- **What to do**
A faithful transcription of all the data is required.

- **Collected material**
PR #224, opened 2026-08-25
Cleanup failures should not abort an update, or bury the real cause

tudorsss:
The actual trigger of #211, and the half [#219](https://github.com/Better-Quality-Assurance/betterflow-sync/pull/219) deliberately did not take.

- **Task solution**
PR #224, opened 2026-08-25
Cleanup failures should not abort an update, or bury the real cause

tudorsss:
The actual trigger of #211, and the half [#219](https://github.com/Better-Quality-Assurance/betterflow-sync/pull/219) deliberately did not take.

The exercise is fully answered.